Шефольду уже надоело быть в безопасности. Несколько крупных собирателей, владельцев коллекций в Бельгии, прятали его в своих замках, в своих городских дворцах; им казалось естественным защитить такого человека, как он. Его передавали знакомым — после оккупации Бельгии в 1940 году он жил по очереди в Антверпене, Турне, Динане, потом в Валькуре, Комине и, наконец, в замке Лималь. Его снабдили даже бельгийским паспортом; ему не надо было бояться внезапных проверок со стороны вермахта, он мог бы свободно ходить повсюду-но он отказался, не из страха, а чтобы не подвергать опасности тех, чьим гостеприимством пользовался. Он составлял каталоги коллекций и библиотек, производил экспертизы. Сидя в частных архивах, окруженный гербами, картинами и первыми изданиями, он признавался себе, что эта призрачная жизнь в старых домах ему нравится. Торсы башен, ярусы фронтонов, жилища кастелянов, внутренние дворики из серого бентхаймского камня — в Хеммересе эта его тайная жизнь казалась ему тончайше выполненной гризайлью. Кроме того, везде была превосходная еда. Шефольд утверждал, что за хороший гуляш способен убить брата Авеля. У него не было брата. Он был единственным сыном франкфуртского
С весны ему не сиделось на месте. Вести из Италии и с Украины подтверждали, что исход войны предрешен. После высадки союзников и битвы под Минском он уже не мог оставаться в Лимале. Господин ван Реет предостерегал его; как теперь Хайншток, он советовал не выходить слишком рано из укрытия, но Шефольда невозможно было удержать, он отправился в восточные пограничные области, некоторое время продержался у друзей ван Реета в Мальмеди, наблюдал за отступлением немецких войск, бродил в Арденнах, в буковых лесах. Как и все, он переоценивал темпы продвижения американцев и ждал их с нетерпением. От нетерпения он поселился в Хеммересе, что было крайне легкомысленно с его стороны. Однажды он был в Маспельте, соблазнился близостью Ура и решил осмотреть пограничную речку. Оказавшись на западной цепи гор над долиной, он увидел на немецком берегу два белых домика. Мужчина колол дрова, женщина сновала между домами, ребенок пас коров на лугу у реки. Может быть, Шефольда пленил деревянный мостик, который вел через мелководную черную речушку к домам. Он заговорил с человеком, коловшим дрова. С тех пор он там и поселился. Вероятно, их согласие длилось бы недолго, через какое-то не слишком отдаленное время хозяин попросил бы его исчезнуть или просто выдал бы его, но события развернулись очень быстро, американцы заняли Маспельт, немцы отошли за высоты на восточном берегу Ура. С середины сентября хутор Хеммерес находился на ничейной земле. Меж холмов, обрамлявших долину, два белых домика напоминали как бы взятую войной в скобки фразу о мире. Шефольд поздравлял себя.
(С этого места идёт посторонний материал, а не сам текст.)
Issue #1039, opened 2017-07-17
Enable scalafix RemoveUnusedImports in the build


olafurpg:
This is currently blocked by https://github.com/scalameta/scalameta/issues/924 in addition to ability to demote/promote particular messages to info/warn/error. Currently, -Xfatal-warnings promotes unused import warnings to errors which makes it impossible to use scalafix to remove the unused imports.

Another issue that needs to be solved is how to configure the demotion/promotion of particular messages. Ideally, scalahost and sbt-messagehost should be able to use the same classification/configuration.

xeno-by:
As discussed with @olafurpg, we wouldn't like to introduce a circular dependency between Scalameta and Scalafix builds. As a result, I'll be closing this issue.

PR #1040, opened 2017-07-17
Remove unused imports.

olafurpg:
Was gonna work on #1039 but hit on several problems that prevent us from
enabling this by default.

### DIFF
--- a/scalahost/nsc/src/main/scala/scala/meta/internal/semantic/AttributesOps.scala
+++ b/scalahost/nsc/src/main/scala/scala/meta/internal/semantic/AttributesOps.scala
@@ -1,8 +1,6 @@
 package scala.meta.internal
 package semantic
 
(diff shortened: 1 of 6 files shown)


xeno-by:
Is the failure spurious?

olafurpg:
Yes the error is spurious, I restarted the job but we should be safe to merge.

olafurpg:
Restarting still reproduces

> There is insufficient memory for the Java Runtime Environment to continue.

I wonder why this starts now, maybe Travis CI is under heavy usage. I propose we let this wait a bit.

olafurpg:
The failures consistently happen for 2.12.2 with JS=true. Interesting, we may want to delete that entry of the build in case the failures continue. We should then investigate the option of getting more powerful machines to run our CI.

Он выбирал вслепую, но выбрал правильно. Кроме того, его наполняло удовлетворением, что он вернулся на немецкую землю не в эскорте союзнических войск, а значительно опередив их. Это чувство удивляло его. С 1937 года, со времени своего бегства из Франкфурта, он отучал себя любить Германию. Слово «родина» не таяло у него на языке, в лучшем случае оно имело вкус крупинки соли.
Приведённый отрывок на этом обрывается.